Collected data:
━━━━━━━━━━━━━━━━━━━━
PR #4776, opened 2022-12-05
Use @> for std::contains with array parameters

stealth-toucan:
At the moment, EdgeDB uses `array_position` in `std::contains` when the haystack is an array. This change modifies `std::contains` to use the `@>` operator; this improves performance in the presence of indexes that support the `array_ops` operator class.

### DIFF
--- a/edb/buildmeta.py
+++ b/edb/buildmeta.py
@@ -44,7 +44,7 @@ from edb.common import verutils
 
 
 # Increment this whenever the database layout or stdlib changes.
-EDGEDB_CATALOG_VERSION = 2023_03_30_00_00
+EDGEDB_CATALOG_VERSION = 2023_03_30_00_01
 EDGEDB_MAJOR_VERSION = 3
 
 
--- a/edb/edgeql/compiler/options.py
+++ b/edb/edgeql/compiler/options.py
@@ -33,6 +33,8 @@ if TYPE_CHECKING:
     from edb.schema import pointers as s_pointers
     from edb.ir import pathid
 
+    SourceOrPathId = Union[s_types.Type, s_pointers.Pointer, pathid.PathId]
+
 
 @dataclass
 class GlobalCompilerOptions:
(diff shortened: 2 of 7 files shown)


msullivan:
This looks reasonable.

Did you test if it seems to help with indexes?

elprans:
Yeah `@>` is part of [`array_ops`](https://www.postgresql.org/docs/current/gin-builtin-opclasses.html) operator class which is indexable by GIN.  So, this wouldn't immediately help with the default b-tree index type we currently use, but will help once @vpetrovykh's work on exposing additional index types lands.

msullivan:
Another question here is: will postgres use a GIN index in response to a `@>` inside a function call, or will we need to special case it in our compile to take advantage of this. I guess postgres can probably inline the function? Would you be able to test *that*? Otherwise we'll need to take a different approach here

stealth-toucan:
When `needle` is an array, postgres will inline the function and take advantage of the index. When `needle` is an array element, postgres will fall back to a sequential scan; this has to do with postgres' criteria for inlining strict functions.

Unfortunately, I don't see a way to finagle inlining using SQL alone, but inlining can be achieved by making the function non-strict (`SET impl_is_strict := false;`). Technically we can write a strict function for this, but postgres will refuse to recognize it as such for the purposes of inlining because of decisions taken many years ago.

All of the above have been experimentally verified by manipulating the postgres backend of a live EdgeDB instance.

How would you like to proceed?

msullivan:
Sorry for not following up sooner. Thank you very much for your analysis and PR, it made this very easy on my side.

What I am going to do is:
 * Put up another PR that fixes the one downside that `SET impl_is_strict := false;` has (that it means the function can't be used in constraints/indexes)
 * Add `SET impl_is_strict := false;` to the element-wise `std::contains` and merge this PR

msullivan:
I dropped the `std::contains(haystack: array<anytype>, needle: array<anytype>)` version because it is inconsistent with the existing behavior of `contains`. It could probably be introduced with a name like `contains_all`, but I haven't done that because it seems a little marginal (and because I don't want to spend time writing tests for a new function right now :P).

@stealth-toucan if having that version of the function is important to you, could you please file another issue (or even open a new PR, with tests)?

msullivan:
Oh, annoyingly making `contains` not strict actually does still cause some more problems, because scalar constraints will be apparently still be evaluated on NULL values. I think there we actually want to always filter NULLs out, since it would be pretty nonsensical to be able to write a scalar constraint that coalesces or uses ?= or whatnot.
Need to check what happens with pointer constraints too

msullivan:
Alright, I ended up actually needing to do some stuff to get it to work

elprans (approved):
━━━━━━━━━━━━━━━━━━━━
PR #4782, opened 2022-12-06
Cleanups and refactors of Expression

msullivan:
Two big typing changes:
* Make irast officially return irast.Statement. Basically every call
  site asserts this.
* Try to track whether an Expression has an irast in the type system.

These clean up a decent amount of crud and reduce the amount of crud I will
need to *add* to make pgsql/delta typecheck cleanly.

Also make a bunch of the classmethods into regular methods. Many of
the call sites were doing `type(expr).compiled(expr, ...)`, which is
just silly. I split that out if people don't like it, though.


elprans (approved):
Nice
━━━━━━━━━━━━━━━━━━━━
Reproduce, word for word and in full, only the lines above that start at the line with "EDGEDB_MAJOR_VERSION = 3" and run through the line with "inlining strict functions.", both ends included.

Written response:
 EDGEDB_MAJOR_VERSION = 3
 
 
--- a/edb/edgeql/compiler/options.py
+++ b/edb/edgeql/compiler/options.py
@@ -33,6 +33,8 @@ if TYPE_CHECKING:
     from edb.schema import pointers as s_pointers
     from edb.ir import pathid
 
+    SourceOrPathId = Union[s_types.Type, s_pointers.Pointer, pathid.PathId]
+
 
 @dataclass
 class GlobalCompilerOptions:
(diff shortened: 2 of 7 files shown)


msullivan:
This looks reasonable.

Did you test if it seems to help with indexes?

elprans:
Yeah `@>` is part of [`array_ops`](https://www.postgresql.org/docs/current/gin-builtin-opclasses.html) operator class which is indexable by GIN.  So, this wouldn't immediately help with the default b-tree index type we currently use, but will help once @vpetrovykh's work on exposing additional index types lands.

msullivan:
Another question here is: will postgres use a GIN index in response to a `@>` inside a function call, or will we need to special case it in our compile to take advantage of this. I guess postgres can probably inline the function? Would you be able to test *that*? Otherwise we'll need to take a different approach here

stealth-toucan:
When `needle` is an array, postgres will inline the function and take advantage of the index. When `needle` is an array element, postgres will fall back to a sequential scan; this has to do with postgres' criteria for inlining strict functions.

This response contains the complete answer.